Nel cuore dell’Europa, la parola “riarmo” torna a occupare il centro del dibattito politico e strategico. Dopo decenni di pace relativa, la proposta – o l’ambizione – di destinare fino al 5% del PIL alla spesa militare sembra sempre meno un’ipotesi teorica e sempre più una prospettiva concreta. È un cambiamento profondo, che chiama in causa la nostra idea di sicurezza, la sostenibilità economica e il senso stesso dell’integrazione europea.
La guerra in Ucraina ha agito come una scossa tellurica nella percezione collettiva della sicurezza europea. L’aggressione russa ha smentito l’idea che il conflitto armato convenzionale fosse un relitto del passato. I Paesi baltici e l’Est Europa temono – non senza ragioni – che la minaccia russa non si fermi a Kiev. La Germania stessa, storicamente prudente sul fronte della difesa, ha inaugurato un cambiamento epocale, e gli Stati Uniti premono affinché l’Europa “faccia la sua parte”.
In questo clima, l’ipotesi di portare la spesa militare fino al 5% del PIL si fa strada come soluzione estrema ma apparentemente necessaria. Un gesto di forza, sì, ma anche un segnale che potrebbe ridisegnare l’identità del continente.
Ma cosa significa davvero questa cifra? Per la sola Germania si tratterebbe di oltre 200 miliardi di euro l’anno. Per l’Italia, circa 100 miliardi: quanto l’intero bilancio della sanità pubblica. Una simile riallocazione di risorse comporta conseguenze drammatiche: significa sottrarre fondi al welfare, all’istruzione, alla lotta contro la povertà e alla transizione ecologica. Non si tratta solo di una questione tecnica o contabile: è una decisione politica che impatta direttamente sulla vita quotidiana dei cittadini.

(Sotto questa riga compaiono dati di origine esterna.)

PR #402, opened 2025-08-20
VPLAY-10403 Fix IsVideoSink() when using Rialto

jfagunde:
Reason for Change: Mute video when PIN is required
Test Procedure: Verify that video is not displayed when PIN is required
Priority: P1
Risks: Low

Signed-off-by: Jose Fagundez [jfagunde@synamedia.com](mailto:jfagunde@synamedia.com)

### DIFF
--- a/middleware/InterfacePlayerRDK.cpp
+++ b/middleware/InterfacePlayerRDK.cpp
@@ -4491,7 +4491,7 @@ void InterfacePlayerRDK::SetVideoMute(bool muted)
 	}
 	else
 	{
-		MW_LOG_WARN("InterfacePlayerRDK not setting video mute");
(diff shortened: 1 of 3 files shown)


DomSyna (approved):
Maybe add L1 test ?
I assume the only possible sinks are westeros and rialto ?

jfagunde:
> Maybe add L1 test ? I assume the only possible sinks are westeros and rialto ?

It would be very easy to test this fix in an L1 test. The problem is that there are no L1 tests for the middleware at the moment. It needs to be decided how those tests will be implemented, and it is better not to do that as part of this Jira.

pstroffolino (approved):

PR #453, opened 2025-09-02

lashmintha:
Risks: Low
Priority: P1

### DIFF
--- a/fragmentcollector_mpd.cpp
+++ b/fragmentcollector_mpd.cpp
@@ -161,6 +161,8 @@ StreamAbstractionAAMP_MPD::StreamAbstractionAAMP_MPD(class PrivateInstanceAAMP *
 	,mIsSegmentTimelineEnabled(false)
 	,mSeekedInPeriod(false)
 	,mIsFinalFirstPTS(false)
+	,mCachedBandwidth(0)
+	,mCachedRepresentationIndex(-1)
 {
 	this->aamp = aamp;
 	if (aamp->mDRMLicenseManager)
@@ -2612,6 +2614,7 @@ double StreamAbstractionAAMP_MPD::SkipFragments( MediaStreamContext *pMediaStrea
 								if(ISCONFIGSET(eAAMPConfig_MidFragmentSeek))
 								{
 									mFirstPTS += mVideoPosRemainder;
+
 									if(mVideoPosRemainder > fragmentDuration/2)
 									{
 										if(aamp->GetInitialBufferDuration() == 0)
@@ -7653,13 +7656,61 @@ AAMPStatusType StreamAbstractionAAMP_MPD::UpdateTrackInfo(bool modifyDefaultBW, 
 							// chosenAdaptationIdxs.insert(0);
 						}
 					}
+					// Check if representation should be reset for period change
+					// Use adaptation set 0 (video) to check for representation changes
+					bool shouldResetRepresentationIndex = false;
+					if (periodChanged && i == eMEDIATYPE_VIDEO)
+					{
+						// For video period changes, check if cached bandwidth exists at the same representation index
+						bool representationChanged = true; // Default to changed
+						if (mCachedBandwidth > 0 && mCachedRepresentationIndex >= 0 && adaptationSets.size() > 0)
+						{
+							// Use adaptation set 0 for video only
+							IAdaptationSet* adaptationSet = adaptationSets.at(0);
+							const auto &representations = adaptationSet->GetRepresentation();
+							for (int reprIdx = 0; reprIdx < representations.size(); reprIdx++)
+							{
+								if (reprIdx == mCachedRepresentationIndex)
+								{
+									IRepresentation *representation = representations.at(reprIdx);
+									uint32_t currentBandwidth = representation->GetBandwidth();
+									if (currentBandwidth == mCachedBandwidth)
+									{
+										representationChanged = false;
+										AAMPLOG_INFO("Representation unchanged - Bandwidth %u exists at same index %d in adaptationSet 0", 
+													 mCachedBandwidth, mCachedRepresentationIndex);
+									}
+									else
+									{
+										AAMPLOG_INFO("Representation changed - Bandwidth changed from %u to %u at index %d in adaptationSet 0", 
+													 mCachedBandwidth, currentBandwidth, mCachedRepresentationIndex);
+									}
+									break;
+								}
+							}
+							if (representationChanged)
+							{
+								AAMPLOG_INFO("Representation changed - cached bandwidth %u at index %d not found in current period adaptationSet 0", 
+											 mCachedBandwidth, mCachedRepresentationIndex);
+							}
+						}
+						else
+						{
+							AAMPLOG_INFO("Representation changed - no cached bandwidth, invalid index, or no adaptation sets");
+						}
+						shouldResetRepresentationIndex = representationChanged;
+					}
+					if (shouldResetRepresentationIndex)
+					{
+						// reset representationIndex to -1 to allow updating the currentProfileIndex for period change.
+						pMediaStreamContext->representationIndex = -1;
+						AAMPLOG_INFO("Resetting representationIndex for track %d", i);
+					}
 					if ((representationCount != GetProfileCount()) && mStreamInfo)
 					{
 						SAFE_DELETE_ARRAY(mStreamInfo);
-
-						// reset representationIndex to -1 to allow updating the currentProfileIndex for period change.
-						pMediaStreamContext->representationIndex = -1;
 						AAMPLOG_WARN("representationIndex set to (-1) to find currentProfileIndex");
+						pMediaStreamContext->representationIndex = -1;
 					}
 					if (!mStreamInfo)
 					{
@@ -7941,7 +7992,11 @@ AAMPStatusType StreamAbstractionAAMP_MPD::UpdateTrackInfo(bool modifyDefaultBW, 
 							}
 							UpdateIframeTracks();
 						}
-						currentProfileIndex = GetDesiredProfile(false);
+						//currentProfileIndex = GetDesiredProfile(false);
+						/* Updating profile index based on the available bandwidth */
+						UpdateProfileBasedOnFragmentCache();
+						AAMPLOG_INFO("Profile updated based on fragment cache [%d]",currentProfileIndex);
+
 						// Adaptation Set Index corresponding to a particular profile
 						pMediaStreamContext->adaptationSetIdx = mProfileMaps[currentProfileIndex].adaptationSetIndex;
 						// Representation Index within a particular Adaptation Set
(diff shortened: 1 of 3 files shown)


fragmentcollector_mpd.cpp
```diff
@@ -520,6 +520,8 @@ static int GetDesiredVideoCodecIndex(IAdaptationSet *adaptationSet)
 		else if(adapCodecs.size())
 			codecValue = adapCodecs.at(0);
 		selectedRepIdx = representationIndex;
+
+		AAMPLOG_INFO("StreamAbstractionAAMP_MPD: Video SelectedRepIndex : %d , Codec : %s", selectedRepIdx, codecValue.c_str());
```
Vinish100: This log is required?
Its inside a loop. will it cause flooding?

fragmentcollector_mpd.cpp
```diff
@@ -7639,6 +7645,12 @@ AAMPStatusType StreamAbstractionAAMP_MPD::UpdateTrackInfo(bool modifyDefaultBW,
 							// chosenAdaptationIdxs.insert(0);
 						}
 					}
+				   /* Resetting the profile, due to in case if the profile order got changed in the Multiperiod stream,
+					* desired profile selection may not happen based on the old profile index.
+					* So resetting the profile index to -1, to avoid the wrong profile selection
+					*/
+					AAMPLOG_INFO("Resetting rerepresentationIndex from %d to -1", pMediaStreamContext->representationIndex);
```
Vinish100: rerepresentationIndex is a typo. How did it get past godspell?

fragmentcollector_mpd.cpp
```diff
@@ -7960,6 +7972,7 @@ AAMPStatusType StreamAbstractionAAMP_MPD::UpdateTrackInfo(bool modifyDefaultBW,
 			if(pMediaStreamContext->representationIndex < pMediaStreamContext->adaptationSet->GetRepresentation().size())
 			{
 				pMediaStreamContext->representation = pMediaStreamContext->adaptationSet->GetRepresentation().at(pMediaStreamContext->representationIndex);
+				AAMPLOG_INFO("Track %d selected AdaptationSetID %d Representation index %d", pMediaStreamContext->type, pMediaStreamContext->adaptationSetId, pMediaStreamContext->representationIndex);
```
Vinish100: Why so many logs have been added. Are they really required or just debug logs?

fragmentcollector_mpd.cpp
```diff
@@ -7639,6 +7645,12 @@ AAMPStatusType StreamAbstractionAAMP_MPD::UpdateTrackInfo(bool modifyDefaultBW,
 							// chosenAdaptationIdxs.insert(0);
 						}
 					}
+				   /* Resetting the profile, due to in case if the profile order got changed in the Multiperiod stream,
+					* desired profile selection may not happen based on the old profile index.
+					* So resetting the profile index to -1, to avoid the wrong profile selection
+					*/
+					AAMPLOG_INFO("Resetting rerepresentationIndex from %d to -1", pMediaStreamContext->representationIndex);
+					pMediaStreamContext->representationIndex = -1;
```
Vinish100: Should we be doing this for FogTSB? As per 
https://github.com/rdkcentral/aamp/pull/453/files#diff-9412049d3685e68289ccd0b5e0a718c64d26b9a783882ba14700abd57e136be3L7954 it looks like unexpected

lashmintha: The representation indez updated under the below condition, so there won't be in any conflict when isFogTsb is enabled
else if(!isFogTsb && mUpdateStreamInfo)
{
}

fragmentcollector_mpd.cpp
```diff
@@ -7639,6 +7640,12 @@ AAMPStatusType StreamAbstractionAAMP_MPD::UpdateTrackInfo(bool modifyDefaultBW,
 							// chosenAdaptationIdxs.insert(0);
 						}
 					}
+				   /* Resetting the profile, due to in case if the profile order got changed in the Multiperiod stream,
+					* desired profile selection may not happen based on the old profile index.
+					* So resetting the profile index to -1, to avoid the wrong profile selection
+					*/
+					AAMPLOG_INFO("Resetting representationIndex from %d to -1", pMediaStreamContext->representationIndex);
+					pMediaStreamContext->representationIndex = -1;
```
Vinish100: Remove lines at https://github.com/rdkcentral/aamp/pull/453/files#diff-9412049d3685e68289ccd0b5e0a718c64d26b9a783882ba14700abd57e136be3R7654, it doesn't have any meaning anymore as representationIndex is reset already here ( rephrase the log line at line 7655)

lashmintha: As the representationCount and GetProfileCount() are equal so the below condition doesn't met..!
if ((representationCount != GetProfileCount()) && mStreamInfo)
{
}

fragmentcollector_mpd.cpp
```diff
@@ -7668,6 +7669,31 @@ AAMPStatusType StreamAbstractionAAMP_MPD::UpdateTrackInfo(bool modifyDefaultBW,
 						for (int reprIdx = 0; reprIdx < representations.size(); reprIdx++)
 						{
 							IRepresentation *representation = representations.at(reprIdx);
+							if(reprIdx == 0)
```
Vinish100: Basically you are comparing the firstId of representation between periods and see if they differ or not. If they differ invalidate the representationIndex. This can be easily broken..
Period 1 -> rep1, rep2, rep3, rep4
Period 2 -> rep1, rep3, rep4, rep2
Can't we just invalidate the representationIdx and pick the best one based on available bandwidth?

lashmintha:
will create new PR

fragmentcollector_mpd.cpp
```diff
@@ -7653,13 +7656,61 @@ AAMPStatusType StreamAbstractionAAMP_MPD::UpdateTrackInfo(bool modifyDefaultBW,
...
+							// Use adaptation set 0 for video only
+							IAdaptationSet* adaptationSet = adaptationSets.at(0);
+							const auto &representations = adaptationSet->GetRepresentation();
+							for (int reprIdx = 0; reprIdx < representations.size(); reprIdx++)
+							{
+								if (reprIdx == mCachedRepresentationIndex)
+								{
+									IRepresentation *representation = representations.at(reprIdx);
+									std::string currentRepID = representation->GetId();
+									if (currentRepID == mCachedRepresentationID)
```
nu641001: Representation IDs are not guaranteed to be unique, they can repeat across different periods. Would it make more sense to compare based on bandwidth instead? If the bandwidth remains unchanged from the previous index, perhaps we can continue without switching. Could you please consider reviewing this approach?

fragmentcollector_mpd.cpp
```diff
@@ -7653,13 +7656,61 @@ AAMPStatusType StreamAbstractionAAMP_MPD::UpdateTrackInfo(bool modifyDefaultBW,
...
-
 						// reset representationIndex to -1 to allow updating the currentProfileIndex for period change.
 						pMediaStreamContext->representationIndex = -1;
+						AAMPLOG_INFO("Resetting representationIndex for track %d", i);
+					}
+					if ((representationCount != GetProfileCount()) && mStreamInfo)
+					{
+						SAFE_DELETE_ARRAY(mStreamInfo);
 						AAMPLOG_WARN("representationIndex set to (-1) to find currentProfileIndex");
+						pMediaStreamContext->representationIndex = -1;
```
nu641001, line 7713: Also, if there aren’t any L1 tests covering this scenario, it would be good to add one. I don’t think there are many tests for UpdateTrackInfo currently.

lashmintha: will include L1 nandhu

fragmentcollector_mpd.cpp
```diff
@@ -161,6 +161,8 @@ StreamAbstractionAAMP_MPD::StreamAbstractionAAMP_MPD(class PrivateInstanceAAMP *
 	,mIsSegmentTimelineEnabled(false)
 	,mSeekedInPeriod(false)
 	,mIsFinalFirstPTS(false)
+	,mCachedBandwidth(0)
```
Vinish100, line 164: Don't think these needs to be class members

fragmentcollector_mpd.cpp
```diff
@@ -7653,13 +7656,61 @@ AAMPStatusType StreamAbstractionAAMP_MPD::UpdateTrackInfo(bool modifyDefaultBW,
 							// chosenAdaptationIdxs.insert(0);
 						}
 					}
-					if ((representationCount != GetProfileCount()) && mStreamInfo)
+					// Check if representation should be reset for period change
+					// Use adaptation set 0 (video) to check for representation changes
+					bool shouldResetRepresentationIndex = false;
```
Vinish100, line 7661: pMediaStreamContext->representationIndex is already available and thus makes mCachedRepresentationIndex moot. 
the mCachedBandwidth can be retrieved by called ABRManager apis to get the bandwidth of the currentProfileIndex before its reset.

fragmentcollector_mpd.cpp
```diff
@@ -7653,13 +7656,61 @@ AAMPStatusType StreamAbstractionAAMP_MPD::UpdateTrackInfo(bool modifyDefaultBW,
...
+					if (periodChanged && i == eMEDIATYPE_VIDEO)
+					{
+						// For video period changes, check if cached bandwidth exists at the same representation index
+						bool representationChanged = true; // Default to changed
+						if (mCachedBandwidth > 0 && mCachedRepresentationIndex >= 0 && adaptationSets.size() > 0)
+						{
+							// Use adaptation set 0 for video only
+							IAdaptationSet* adaptationSet = adaptationSets.at(0);
+							const auto &representations = adaptationSet->GetRepresentation();
+							for (int reprIdx = 0; reprIdx < representations.size(); reprIdx++)
```
Vinish100, line 7671: Whole loop is not required. 
reprIdx = mCachedRepresentationIndex and make sure its within the representations.size()

fragmentcollector_mpd.cpp
```diff
@@ -7653,13 +7656,61 @@ AAMPStatusType StreamAbstractionAAMP_MPD::UpdateTrackInfo(bool modifyDefaultBW,
...
+						}
+						shouldResetRepresentationIndex = representationChanged;
+					}
+					if (shouldResetRepresentationIndex)
 					{
-						SAFE_DELETE_ARRAY(mStreamInfo);
-
 						// reset representationIndex to -1 to allow updating the currentProfileIndex for period change.
 						pMediaStreamContext->representationIndex = -1;
+						AAMPLOG_INFO("Resetting representationIndex for track %d", i);
```
Vinish100, line 7707: representationIndex = -1 should be done only in one place.
representationCount != GetProfileCount() should set shouldResetRepresentationIndex = true

PR #454, opened 2025-09-02
VPLAY-10764 CC Visible when parental control at tune time

DomSyna:
Reason for change: When the video is muted the subtitles get reenabled if the aamp interface is called to unmute the subtitles. This can result in PIN protected content having the AV muted but subtitles present.

Risks: Low
Test Procedure: Refer Jira ticket

### DIFF
--- a/priv_aamp.cpp
+++ b/priv_aamp.cpp
@@ -7153,7 +7153,7 @@ void PrivateInstanceAAMP::SetSubtitleMute(bool muted)
 	StreamSink *sink = AampStreamSinkManager::GetInstance().GetStreamSink(this);
 	if (sink)
 	{
-		sink->SetSubtitleMute(video_muted || muted);
+		sink->SetSubtitleMute(video_muted | muted);
 	}
 }
 
--- a/priv_aamp.cpp
+++ b/priv_aamp.cpp
@@ -7153,7 +7153,7 @@ void PrivateInstanceAAMP::SetSubtitleMute(bool muted)
 	StreamSink *sink = AampStreamSinkManager::GetInstance().GetStreamSink(this);
 	if (sink)
 	{
-		sink->SetSubtitleMute(muted);
+		sink->SetSubtitleMute((video_muted) ? video_muted : muted);
 	}
 }
 
--- a/priv_aamp.cpp
+++ b/priv_aamp.cpp
@@ -7153,7 +7153,7 @@ void PrivateInstanceAAMP::SetSubtitleMute(bool muted)
 	StreamSink *sink = AampStreamSinkManager::GetInstance().GetStreamSink(this);
 	if (sink)
 	{
-		sink->SetSubtitleMute((video_muted) ? video_muted : muted);
+		sink->SetSubtitleMute(video_muted | muted);
 	}
 }
 
--- a/priv_aamp.cpp
+++ b/priv_aamp.cpp
@@ -7153,7 +7153,7 @@ void PrivateInstanceAAMP::SetSubtitleMute(bool muted)
 	StreamSink *sink = AampStreamSinkManager::GetInstance().GetStreamSink(this);
 	if (sink)
 	{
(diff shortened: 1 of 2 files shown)


priv_aamp.cpp
```diff
@@ -7153,7 +7153,7 @@ void PrivateInstanceAAMP::SetSubtitleMute(bool muted)
 	StreamSink *sink = AampStreamSinkManager::GetInstance().GetStreamSink(this);
 	if (sink)
 	{
-		sink->SetSubtitleMute(muted);
+		sink->SetSubtitleMute(video_muted | muted);
```
dnfaulkner: Shouldn't that be || instead of | (bit-wise OR)?

test/utests/tests/PrivateInstanceAAMP/SubtitleMuteTests.cpp
```diff
@@ -42,79 +42,104 @@ class SubtitleMuteTests : public testing::TestWithParam< std::pair<bool, bool> >
...
+	auto param = GetParam();
+	bool currState = param.first;
+	bool inputState = param.second;
+	CacheAndMuteSubtitles(currState, inputState);
+}
+
+TEST_P(SubtitleMuteTests, SetSubtitleMuteTests)
+{
+	auto param = GetParam();
+	bool videoMuted = param.first;
```
jfagunde: The comments in TestSubtitleMute are the other way around (subtile muted first)

priv_aamp.cpp
DomSyna: No :)

test/utests/tests/PrivateInstanceAAMP/SubtitleMuteTests.cpp
DomSyna: You are right

priv_aamp.cpp
dnfaulkner: OK :)

jfagunde: It would be good to explain why not so the reasoning gets recorded.
I agree with Dave. I think either works but logical OR makes more sense than bitwise OR.

test/utests/tests/PrivateInstanceAAMP/SubtitleMuteTests.cpp
```diff
@@ -42,79 +42,104 @@ class SubtitleMuteTests : public testing::TestWithParam< std::pair<bool, bool> >
...
+
+TEST_P(SubtitleMuteTests, SetSubtitleMuteTests)
+{
+	auto param {GetParam()};
+	bool subtitleMuted {param.first};
+	bool videoMuted {param.second};
+	TestSetSubtitleMute(videoMuted, subtitleMuted);
 }
 
 // Run PlaybackSpeedTests tests at various speeds
```
jfagunde: [Existing code] This comment seems wrong. Probably copied from some other test.

jfagunde (approved):

priv_aamp.cpp
dnfaulkner: My explanation why was originally because of my C background, where bool type is just an enum and you can't assume that the bool enums have specific numerical values that can be ored together.
When Dom highlighted that bool is a natural type in C++ and the compiler knows to automatically cast the bools to numerical values where true =1 and false=0 and hence can be bitwise ored together and then it will automatically cast back to a bool result, I was happy that a single | is valid (plus it results in more optimal machine code because there's no branches in the evaluation).
However, the consensus is that || makes more sense than |. If compiler optimisation is turned on, it produces identical / optimal machine code with no branches (try it at [https://godbolt.org](url)).
Interesting discussion here: [https://stackoverflow.com/questions/24542/using-bitwise-operators-for-booleans-in-c](url)

dnfaulkner (approved):

pstroffolino (approved):

PR #463, opened 2025-09-04
VPLAY-10900 Intermittent no Ad events in L3 2014

cpc005:
With Cloud TSB. When a rew stops exactly at the start of a period where an Ad has previously been played then  the Ad event code will set immediate=True. This results in   AAMP_EVENT_AD_PLACEMENT_START, AAMP_EVENT_AD_PLACEMENT_END getting sent but not AAMP_EVENT_AD_PLACEMENT_PROGRESS.
Fix so that AAMP_EVENT_AD_PLACEMENT_PROGRESS is also generated


cpc005:
Not going to deliver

Chi sostiene questa scelta invoca la necessità di garantire la sicurezza e la deterrenza. Ma siamo sicuri che più armi equivalgano automaticamente a più sicurezza?
Il rischio è che ciascuno Stato agisca da sé, aumentando la spesa secondo logiche nazionali e producendo una moltiplicazione di sistemi d’arma, apparati burocratici e duplicazioni strategiche. In assenza di una vera politica estera e di difesa comune, il riarmo rischia di diventare una corsa all’accumulo, più utile all’industria bellica che alla difesa collettiva.
E intanto, le minacce del presente – guerre ibride, attacchi informatici, disinformazione, crisi climatiche – richiedono risposte molto diverse da carri armati e sommergibili. La sicurezza del XXI secolo si gioca almeno quanto nei laboratori digitali e nei sistemi energetici quanto nei poligoni militari.
Non si può negare che l’Europa abbia bisogno di rafforzare la propria autonomia strategica. Ma questo obiettivo non può essere perseguito in modo miope e frammentato. Ha senso aumentare le risorse per la difesa solo se inserite in una strategia condivisa, trasparente e guidata da una visione politica forte, orientata non solo alla protezione dei confini ma alla coesione interna e alla sicurezza umana.
Il rischio, altrimenti, è di costruire una fortezza assediata, non una comunità solidale.
Difendersi è un diritto. Ma anche interrogarsi sui mezzi e sui fini della difesa è un dovere. L’Europa non può permettersi di sacrificare la propria anima – fatta di diritti, inclusione, cooperazione – sull’altare della paura. Il 5% del PIL può essere una risposta tecnica, ma senza un orizzonte politico chiaro rischia di diventare un abbaglio: costoso, divisivo, e forse, inutile.
In un mondo sempre più insicuro, la vera forza dell’Europa non sarà misurata solo in missili o blindati, ma nella capacità di proteggere i propri cittadini senza smarrire la propria identità.